REQUIREMENT:
Working from the top of the records below, reproduce each line exactly, ending once you have written the line containing "- live bridge".

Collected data
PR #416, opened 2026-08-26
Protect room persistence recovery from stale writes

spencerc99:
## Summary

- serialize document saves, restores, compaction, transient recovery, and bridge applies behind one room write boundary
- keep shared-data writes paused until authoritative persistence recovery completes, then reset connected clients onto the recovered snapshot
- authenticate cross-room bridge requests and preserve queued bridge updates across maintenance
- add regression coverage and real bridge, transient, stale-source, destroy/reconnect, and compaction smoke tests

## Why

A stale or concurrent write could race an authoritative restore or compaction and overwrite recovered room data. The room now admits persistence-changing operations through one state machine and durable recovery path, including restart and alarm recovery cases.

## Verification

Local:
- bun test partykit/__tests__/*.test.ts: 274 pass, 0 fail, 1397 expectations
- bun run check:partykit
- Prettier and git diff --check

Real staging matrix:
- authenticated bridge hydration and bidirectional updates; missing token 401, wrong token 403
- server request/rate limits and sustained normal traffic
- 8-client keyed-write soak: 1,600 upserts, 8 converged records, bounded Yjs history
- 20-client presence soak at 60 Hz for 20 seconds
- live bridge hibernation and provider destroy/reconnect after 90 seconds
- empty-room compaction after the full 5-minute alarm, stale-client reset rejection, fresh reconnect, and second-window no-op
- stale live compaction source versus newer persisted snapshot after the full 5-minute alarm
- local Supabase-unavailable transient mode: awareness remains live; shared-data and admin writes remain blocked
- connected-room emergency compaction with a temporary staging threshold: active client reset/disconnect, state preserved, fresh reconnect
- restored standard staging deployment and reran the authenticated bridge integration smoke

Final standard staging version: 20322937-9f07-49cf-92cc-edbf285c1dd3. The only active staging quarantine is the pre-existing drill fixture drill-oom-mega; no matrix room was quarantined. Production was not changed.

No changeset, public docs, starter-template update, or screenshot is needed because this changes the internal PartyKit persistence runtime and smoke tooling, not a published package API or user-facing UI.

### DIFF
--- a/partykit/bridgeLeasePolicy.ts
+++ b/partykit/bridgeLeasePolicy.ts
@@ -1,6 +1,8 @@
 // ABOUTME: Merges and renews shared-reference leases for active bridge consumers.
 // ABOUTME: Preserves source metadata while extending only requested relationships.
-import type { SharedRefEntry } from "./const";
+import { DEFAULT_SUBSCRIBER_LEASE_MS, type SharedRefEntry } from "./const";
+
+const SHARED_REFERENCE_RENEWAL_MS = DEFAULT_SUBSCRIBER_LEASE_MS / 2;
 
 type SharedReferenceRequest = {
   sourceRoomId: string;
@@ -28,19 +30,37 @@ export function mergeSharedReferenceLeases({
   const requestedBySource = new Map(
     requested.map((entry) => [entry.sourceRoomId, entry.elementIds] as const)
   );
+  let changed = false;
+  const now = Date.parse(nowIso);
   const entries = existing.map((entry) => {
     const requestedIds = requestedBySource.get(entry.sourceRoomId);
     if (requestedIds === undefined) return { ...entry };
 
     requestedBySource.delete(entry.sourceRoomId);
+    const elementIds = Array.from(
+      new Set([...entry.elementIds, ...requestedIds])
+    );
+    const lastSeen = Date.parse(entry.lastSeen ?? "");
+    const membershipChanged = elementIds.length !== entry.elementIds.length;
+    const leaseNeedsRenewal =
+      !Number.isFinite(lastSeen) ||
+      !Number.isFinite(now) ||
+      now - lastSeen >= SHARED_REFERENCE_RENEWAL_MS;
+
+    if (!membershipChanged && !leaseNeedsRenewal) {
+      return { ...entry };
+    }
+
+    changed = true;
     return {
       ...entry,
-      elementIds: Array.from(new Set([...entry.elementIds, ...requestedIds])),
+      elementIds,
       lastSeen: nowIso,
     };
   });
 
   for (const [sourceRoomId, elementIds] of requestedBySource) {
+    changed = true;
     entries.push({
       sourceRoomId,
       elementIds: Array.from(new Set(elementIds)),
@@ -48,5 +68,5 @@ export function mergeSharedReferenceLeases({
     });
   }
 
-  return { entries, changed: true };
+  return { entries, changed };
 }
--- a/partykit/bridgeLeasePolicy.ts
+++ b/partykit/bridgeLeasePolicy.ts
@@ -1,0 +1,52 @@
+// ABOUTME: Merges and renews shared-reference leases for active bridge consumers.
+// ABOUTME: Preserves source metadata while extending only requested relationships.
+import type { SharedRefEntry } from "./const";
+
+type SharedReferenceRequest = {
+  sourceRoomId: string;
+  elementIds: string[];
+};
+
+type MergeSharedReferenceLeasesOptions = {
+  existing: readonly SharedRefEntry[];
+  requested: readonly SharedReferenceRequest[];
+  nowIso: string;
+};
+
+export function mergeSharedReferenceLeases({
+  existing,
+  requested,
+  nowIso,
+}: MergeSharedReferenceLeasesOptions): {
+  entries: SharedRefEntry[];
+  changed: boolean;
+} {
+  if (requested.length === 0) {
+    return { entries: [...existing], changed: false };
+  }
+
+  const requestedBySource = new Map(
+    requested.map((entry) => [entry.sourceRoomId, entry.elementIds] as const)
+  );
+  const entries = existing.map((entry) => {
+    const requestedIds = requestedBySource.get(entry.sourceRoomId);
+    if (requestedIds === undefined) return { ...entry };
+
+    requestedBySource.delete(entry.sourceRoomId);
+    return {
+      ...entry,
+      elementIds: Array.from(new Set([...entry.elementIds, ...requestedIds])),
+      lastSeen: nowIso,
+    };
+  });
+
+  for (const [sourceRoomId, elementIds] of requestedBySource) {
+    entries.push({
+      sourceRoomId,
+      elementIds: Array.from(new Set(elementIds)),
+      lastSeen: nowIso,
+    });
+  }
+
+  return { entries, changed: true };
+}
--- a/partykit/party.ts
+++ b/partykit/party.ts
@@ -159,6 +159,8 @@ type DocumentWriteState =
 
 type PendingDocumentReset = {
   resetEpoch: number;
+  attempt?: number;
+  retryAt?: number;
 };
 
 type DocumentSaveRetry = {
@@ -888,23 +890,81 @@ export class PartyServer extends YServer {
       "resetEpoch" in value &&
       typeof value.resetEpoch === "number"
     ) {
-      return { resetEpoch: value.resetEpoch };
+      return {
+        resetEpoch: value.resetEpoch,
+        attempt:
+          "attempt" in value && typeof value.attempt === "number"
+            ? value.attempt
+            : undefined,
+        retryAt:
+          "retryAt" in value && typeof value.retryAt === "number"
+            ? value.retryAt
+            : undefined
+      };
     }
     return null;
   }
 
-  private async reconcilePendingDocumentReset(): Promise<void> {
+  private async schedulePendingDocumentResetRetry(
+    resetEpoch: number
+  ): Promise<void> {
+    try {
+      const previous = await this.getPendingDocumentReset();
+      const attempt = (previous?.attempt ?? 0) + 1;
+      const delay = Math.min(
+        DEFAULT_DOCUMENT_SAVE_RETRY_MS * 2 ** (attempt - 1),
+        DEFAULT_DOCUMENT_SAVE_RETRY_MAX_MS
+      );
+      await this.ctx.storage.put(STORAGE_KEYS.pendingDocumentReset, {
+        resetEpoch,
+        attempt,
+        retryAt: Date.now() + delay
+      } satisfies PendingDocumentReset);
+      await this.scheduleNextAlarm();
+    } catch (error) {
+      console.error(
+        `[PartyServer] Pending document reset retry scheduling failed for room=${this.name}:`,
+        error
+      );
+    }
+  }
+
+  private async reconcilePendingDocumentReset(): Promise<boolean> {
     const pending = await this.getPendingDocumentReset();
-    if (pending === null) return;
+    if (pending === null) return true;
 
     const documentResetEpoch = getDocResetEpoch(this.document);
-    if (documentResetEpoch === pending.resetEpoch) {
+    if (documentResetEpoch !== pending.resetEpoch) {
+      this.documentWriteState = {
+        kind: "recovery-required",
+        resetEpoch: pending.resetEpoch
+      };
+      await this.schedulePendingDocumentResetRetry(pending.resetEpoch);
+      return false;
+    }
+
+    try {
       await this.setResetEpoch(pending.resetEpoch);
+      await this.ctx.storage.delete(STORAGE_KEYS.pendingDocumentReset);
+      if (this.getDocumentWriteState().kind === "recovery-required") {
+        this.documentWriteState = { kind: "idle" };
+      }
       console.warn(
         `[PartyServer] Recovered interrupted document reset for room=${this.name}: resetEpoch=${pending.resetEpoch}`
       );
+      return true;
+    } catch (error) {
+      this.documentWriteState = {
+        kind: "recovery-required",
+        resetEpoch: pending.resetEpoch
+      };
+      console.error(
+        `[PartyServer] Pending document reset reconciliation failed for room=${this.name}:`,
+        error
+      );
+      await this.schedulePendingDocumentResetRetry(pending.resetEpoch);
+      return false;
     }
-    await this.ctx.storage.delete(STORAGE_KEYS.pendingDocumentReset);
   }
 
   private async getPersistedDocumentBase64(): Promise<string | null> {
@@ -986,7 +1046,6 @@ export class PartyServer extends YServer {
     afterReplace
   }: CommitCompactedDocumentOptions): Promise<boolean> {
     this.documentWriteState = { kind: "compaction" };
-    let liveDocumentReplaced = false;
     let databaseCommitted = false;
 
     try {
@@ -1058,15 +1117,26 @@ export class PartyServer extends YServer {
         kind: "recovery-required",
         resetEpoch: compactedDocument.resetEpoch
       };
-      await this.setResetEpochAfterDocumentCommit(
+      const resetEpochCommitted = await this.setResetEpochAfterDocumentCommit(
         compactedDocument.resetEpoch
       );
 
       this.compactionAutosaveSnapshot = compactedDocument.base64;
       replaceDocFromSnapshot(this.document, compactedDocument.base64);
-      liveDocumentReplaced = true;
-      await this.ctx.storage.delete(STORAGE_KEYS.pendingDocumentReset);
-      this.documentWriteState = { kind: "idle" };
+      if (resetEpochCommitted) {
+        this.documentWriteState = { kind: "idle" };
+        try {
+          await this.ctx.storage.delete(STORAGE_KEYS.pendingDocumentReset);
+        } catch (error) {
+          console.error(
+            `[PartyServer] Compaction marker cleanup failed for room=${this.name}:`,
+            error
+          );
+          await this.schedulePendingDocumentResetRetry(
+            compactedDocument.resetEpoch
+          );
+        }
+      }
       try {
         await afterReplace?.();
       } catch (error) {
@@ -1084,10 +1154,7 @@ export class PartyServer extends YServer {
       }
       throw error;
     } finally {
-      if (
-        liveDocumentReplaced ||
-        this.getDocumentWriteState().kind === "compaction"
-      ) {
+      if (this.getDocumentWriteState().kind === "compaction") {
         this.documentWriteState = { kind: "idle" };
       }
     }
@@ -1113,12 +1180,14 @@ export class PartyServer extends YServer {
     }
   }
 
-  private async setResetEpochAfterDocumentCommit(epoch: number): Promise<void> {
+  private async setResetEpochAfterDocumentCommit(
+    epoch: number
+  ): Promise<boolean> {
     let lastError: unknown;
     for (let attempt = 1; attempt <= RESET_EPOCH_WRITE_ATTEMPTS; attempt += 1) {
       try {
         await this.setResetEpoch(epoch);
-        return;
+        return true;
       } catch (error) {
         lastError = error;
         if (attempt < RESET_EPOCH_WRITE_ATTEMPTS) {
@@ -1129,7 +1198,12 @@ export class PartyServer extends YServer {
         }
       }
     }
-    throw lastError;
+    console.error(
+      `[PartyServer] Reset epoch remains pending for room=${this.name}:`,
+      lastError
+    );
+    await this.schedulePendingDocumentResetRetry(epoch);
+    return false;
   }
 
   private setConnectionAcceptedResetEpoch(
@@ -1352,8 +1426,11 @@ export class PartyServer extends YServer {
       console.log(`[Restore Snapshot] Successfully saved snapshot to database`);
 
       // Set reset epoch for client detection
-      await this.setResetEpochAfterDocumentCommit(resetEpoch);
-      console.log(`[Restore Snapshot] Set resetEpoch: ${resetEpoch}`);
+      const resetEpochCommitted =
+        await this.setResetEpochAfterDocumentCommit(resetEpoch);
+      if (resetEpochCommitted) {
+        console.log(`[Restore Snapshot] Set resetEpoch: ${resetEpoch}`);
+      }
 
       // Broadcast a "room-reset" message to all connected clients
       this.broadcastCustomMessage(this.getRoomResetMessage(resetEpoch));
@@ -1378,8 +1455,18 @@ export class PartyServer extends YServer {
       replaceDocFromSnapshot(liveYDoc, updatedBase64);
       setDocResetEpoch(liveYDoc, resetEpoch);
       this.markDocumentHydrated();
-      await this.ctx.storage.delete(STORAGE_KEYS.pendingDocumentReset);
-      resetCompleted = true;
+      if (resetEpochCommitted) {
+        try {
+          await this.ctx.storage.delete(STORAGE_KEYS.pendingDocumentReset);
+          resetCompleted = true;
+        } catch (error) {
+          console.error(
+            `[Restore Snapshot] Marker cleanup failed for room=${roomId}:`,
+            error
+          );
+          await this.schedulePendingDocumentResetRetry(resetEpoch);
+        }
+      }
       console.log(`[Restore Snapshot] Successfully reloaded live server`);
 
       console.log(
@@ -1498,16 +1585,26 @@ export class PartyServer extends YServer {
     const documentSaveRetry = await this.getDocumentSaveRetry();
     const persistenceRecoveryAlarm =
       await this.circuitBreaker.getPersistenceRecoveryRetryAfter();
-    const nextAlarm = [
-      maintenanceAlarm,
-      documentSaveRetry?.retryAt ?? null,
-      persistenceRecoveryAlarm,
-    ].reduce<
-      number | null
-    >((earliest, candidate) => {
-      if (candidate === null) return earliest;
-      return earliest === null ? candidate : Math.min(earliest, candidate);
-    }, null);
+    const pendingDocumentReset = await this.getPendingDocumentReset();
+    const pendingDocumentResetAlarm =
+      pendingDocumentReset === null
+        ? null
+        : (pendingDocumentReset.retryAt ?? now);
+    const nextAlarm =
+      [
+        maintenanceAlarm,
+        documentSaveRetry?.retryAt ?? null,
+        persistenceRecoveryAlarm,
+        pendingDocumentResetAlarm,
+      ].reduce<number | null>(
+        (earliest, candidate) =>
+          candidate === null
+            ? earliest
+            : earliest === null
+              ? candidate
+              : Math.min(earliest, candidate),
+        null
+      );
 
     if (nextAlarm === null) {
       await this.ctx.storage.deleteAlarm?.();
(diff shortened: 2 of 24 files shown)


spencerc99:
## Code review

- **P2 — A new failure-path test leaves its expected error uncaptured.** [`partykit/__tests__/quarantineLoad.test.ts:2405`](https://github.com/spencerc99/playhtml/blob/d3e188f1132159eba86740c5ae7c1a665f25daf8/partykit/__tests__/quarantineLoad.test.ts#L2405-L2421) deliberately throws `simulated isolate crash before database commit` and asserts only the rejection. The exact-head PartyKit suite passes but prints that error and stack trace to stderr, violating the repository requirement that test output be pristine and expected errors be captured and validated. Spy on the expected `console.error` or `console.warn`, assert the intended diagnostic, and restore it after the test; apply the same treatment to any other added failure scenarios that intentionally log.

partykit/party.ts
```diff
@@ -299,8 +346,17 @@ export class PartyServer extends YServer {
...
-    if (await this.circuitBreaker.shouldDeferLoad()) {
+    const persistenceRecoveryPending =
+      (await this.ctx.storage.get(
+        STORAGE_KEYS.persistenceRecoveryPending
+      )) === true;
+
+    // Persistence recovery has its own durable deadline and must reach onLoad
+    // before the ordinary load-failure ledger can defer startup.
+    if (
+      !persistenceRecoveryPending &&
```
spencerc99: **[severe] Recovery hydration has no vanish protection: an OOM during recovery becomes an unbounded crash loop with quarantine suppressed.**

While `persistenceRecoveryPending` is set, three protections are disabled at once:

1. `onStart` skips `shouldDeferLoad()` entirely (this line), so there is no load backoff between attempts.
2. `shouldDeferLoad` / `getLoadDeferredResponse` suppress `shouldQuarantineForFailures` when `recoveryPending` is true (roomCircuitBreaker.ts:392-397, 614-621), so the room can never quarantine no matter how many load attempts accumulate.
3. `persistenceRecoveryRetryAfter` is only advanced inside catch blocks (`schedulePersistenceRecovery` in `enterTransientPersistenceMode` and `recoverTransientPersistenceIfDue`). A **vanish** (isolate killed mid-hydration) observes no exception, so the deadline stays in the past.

SOLUTION:
PR #416, opened 2026-08-26
Protect room persistence recovery from stale writes

spencerc99:
## Summary

- serialize document saves, restores, compaction, transient recovery, and bridge applies behind one room write boundary
- keep shared-data writes paused until authoritative persistence recovery completes, then reset connected clients onto the recovered snapshot
- authenticate cross-room bridge requests and preserve queued bridge updates across maintenance
- add regression coverage and real bridge, transient, stale-source, destroy/reconnect, and compaction smoke tests

## Why

A stale or concurrent write could race an authoritative restore or compaction and overwrite recovered room data. The room now admits persistence-changing operations through one state machine and durable recovery path, including restart and alarm recovery cases.

## Verification

Local:
- bun test partykit/__tests__/*.test.ts: 274 pass, 0 fail, 1397 expectations
- bun run check:partykit
- Prettier and git diff --check

Real staging matrix:
- authenticated bridge hydration and bidirectional updates; missing token 401, wrong token 403
- server request/rate limits and sustained normal traffic
- 8-client keyed-write soak: 1,600 upserts, 8 converged records, bounded Yjs history
- 20-client presence soak at 60 Hz for 20 seconds
- live bridge hibernation and provider destroy/reconnect after 90 seconds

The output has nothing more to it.